Une autre « relance » est possible

Jean Gadrey  • 19 février 2009 abonné·es

Un débat essentiel existe à gauche entre ceux qui pensent qu’il faut très vite relancer la croissance (qu’ils qualifient de « verte », crise écologique oblige) et ceux qui estiment qu’il faut « profiter de la crise » pour en finir avec le culte de la croissance et proposer une autre vision du progrès. Les premiers ont un argument : la croissance est favorable à l’emploi, et elle dégage des surplus économiques pour améliorer les conditions de vie et la protection sociale. Cette « loi » a été plus ou moins vérifiée dans le passé. On en déduit qu’elle doit s’appliquer à l’avenir. C’est faire preuve de peu d’imagination face à une crise systémique. Il est pourtant possible (voir Politis n° 969 et mon blog), sans croissance économique, de « relancer » l’emploi en jouant la carte de l’amélioration de la qualité et de la durabilité de la production (que les calculs de la croissance ignorent), sous réserve d’une forte réduction des inégalités, condition d’accès universel à des modes de vie soutenables. Des scénarios existent pour une agriculture, une industrie, des bâtiments, des transports et des énergies durables (négaWatt, étude récente de WWF…). Ils combinent les apports des technologies et ceux d’une sobriété réfléchie et différenciée (personne ne demande aux plus démunis d’être sobres). Ils exigent tous plus d’emplois que dans les organisations actuelles, qui sont à la fois productivistes, gaspilleuses et polluantes.

Cette autre relance passe non pas par la croissance mais par la solidarité (du local au global) et le partage. Partage du pouvoir économique et politique, partage des ressources économiques et naturelles, partage du travail, solidarité avec les générations futures. Aucune de ces formes de partage ne progressera sans des mobilisations puissantes contre les privilèges des possédants et des actionnaires. Mais aussi contre la religion du « toujours plus » créée par le capitalisme et dont il ne peut se passer.
Pour améliorer les conditions de vie de la majorité des Français en réduisant fortement leur empreinte écologique, pour éradiquer la pauvreté dans un monde durable, les ressources existent, sans exigence de croissance. Il faut « juste » les distribuer autrement. Les 0,15 % les plus riches du monde détiennent à eux seuls un patrimoine de 40 000 milliards de dollars, hors résidences principales. Un ISF mondial modeste au taux français rapporterait 600 milliards par an. C’est plus qu’il n’en faut pour atteindre à la fois les objectifs du millénaire adoptés aux Nations unies et l’objectif de division par deux des émissions mondiales de gaz à effet de serre d’ici à 2050.
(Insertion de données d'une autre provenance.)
PR #429, opened 2019-06-25
Use more descriptive errors for upstream failures

Mr0grog:
When a request to another server to get diff content fails, we used to simply return the upstream server's error, which makes it tough to determine which request was problematic (was it the `a` or `b` param?) and can be hard to distinguish from an error inside the diffing server itself.

Instead, we now use 502/504 status codes in these cases (these codes are both for *gateways,* implying that the error happened upstream) and add the URL that failed to the error message. The upstream status code (if any) and message are also included in the full error text. This should help make it much more clear which request is failing and where exactly the failure is coming from.

Hopefully this will make situations like #425 more clear. @vbanos any thoughts on this?

We could also provide more structured data in the response JSON for the upstream URL, status code, and message, but that would require changes to `write_error()` and I wasn’t sure it was actually worthwhile.

### DIFF
--- a/web_monitoring/diffing_server.py
+++ b/web_monitoring/diffing_server.py
@@ -318,6 +318,10 @@ class DiffHandler(BaseHandler):
                     self.send_error(
                         504,
                         reason=f'Timed out while fetching "{url}"')
+                elif isinstance(response.error, ValueError):
+                    self.send_error(
+                        400,
+                        reason=str(response.error))
                 else:
                     self.send_error(
                         502,
--- a/web_monitoring/diffing_server.py
+++ b/web_monitoring/diffing_server.py
@@ -311,17 +311,17 @@ class DiffHandler(BaseHandler):
             try:
                 response.rethrow()
             except (ValueError, OSError, tornado.httpclient.HTTPError):
-                # Response code == 599 means that
-                # no HTTP response was received.
-                # In this case the error code should
-                # become 400 indicating that the error was
-                # raised because of a bad request parameter.
-                if response.code == 599:
+                url = response.request.url
+                # Timeouts aren't distinguishable from other network failures
+                # by status code, so check the actual error type.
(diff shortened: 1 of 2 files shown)


web_monitoring/diffing_server.py
```diff
@@ -311,17 +311,17 @@ def check_response_for_error(self, response):
...
+                if isinstance(response.error, tornado.simple_httpclient.HTTPTimeoutError):
                     self.send_error(
-                        400, reason=str(response.error))
+                        504,
+                        reason=f'Timed out while fetching "{url}"')
                 else:
                     self.send_error(
-                        response.code, reason=str(response.error))
+                        502,
+                        reason=f'Received a {response.code} status while fetching "{url}": {response.error}')
```
Mr0grog: Important question: if there was a network failure that wasn't a timeout, are we worried about this leaking sensitive information? You might get an error like:

```json
{
  "code": 502,
  "error": "Received a 599 status while fetching \"http://reallynowherethisdoesntexistpleasefail.org/web/20171227204051/https://el.wikipedia.org/wiki/\u0386\u03c1\u03b7\u03c2_(\u03c0\u03bb\u03b1\u03bd\u03ae\u03c4\u03b7\u03c2)\": [Errno 8] nodename nor servname provided, or not known"
}
```

I *think* it’s ok, but we could also have a custom clause for 599 status codes (network failures).

Mr0grog:
The test failures here are CDX API failures on Wayback’s side while building docs. The actual changes here are passing. 🙁

Mr0grog:
Issues resolved and tests passing :)

vbanos:
I think that this improvement will also help us present clearer error messages to the user. Its very welcome.

Mr0grog:
Awesome! I’m going ahead and merging this, then refactoring #431 on top of it.

PR #431, opened 2019-06-25
Reorganize remote content fetching in diff server

### LINKED ISSUE #282: Handle Upcoming Tornado HTTPClient Errors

En France, les réductions d’impôts directs décidées depuis 2000 en faveur des plus riches représentent un manque à gagner de 30 milliards d’euros par an pour les finances publiques, bien au-delà du seul « paquet cadeau » fiscal de Sarkozy en 2007. Si l’on y ajoute les réductions de cotisations sociales patronales décidées depuis 1992, dont au moins la moitié sont inefficaces en termes d’emploi, cela fait plus de 50 milliards par an ! D’énormes ressources publiques sont ainsi disponibles, sans croissance autre que qualitative, pour la « relance » d’un progrès social respectant les équilibres écologiques : éducation, santé et autres services publics, gardes d’enfants, personnes âgées, logement, mais aussi minima sociaux, contrôle public des banques, emplois jeunes de qualité, emplois durables dans de nouvelles activités d’utilité écologique et sociale, accompagnement de la reconversion des activités insoutenables. Elles permettraient d’investir massivement dans la « grande bifurcation » d’un système en faillite sur tous les plans.
Les « croissancistes » font penser à des pédiatres qui confondraient le développement d’un enfant avec sa prise de poids. Ils nous incitent à l’obésité économique, une pathologie qui peut être fatale. 2 % de croissance par an d’ici à 2100 signifie six fois plus de biens et de services produits. Indépendamment même de l’aggravation dramatique de la crise écologique que cette accumulation insensée provoquerait, franchement, six fois plus de quoi ? Quand arrête-t-on cette course folle ? Trop tard ou tout de suite ? La croissance fait désormais partie non pas des solutions, mais des problèmes.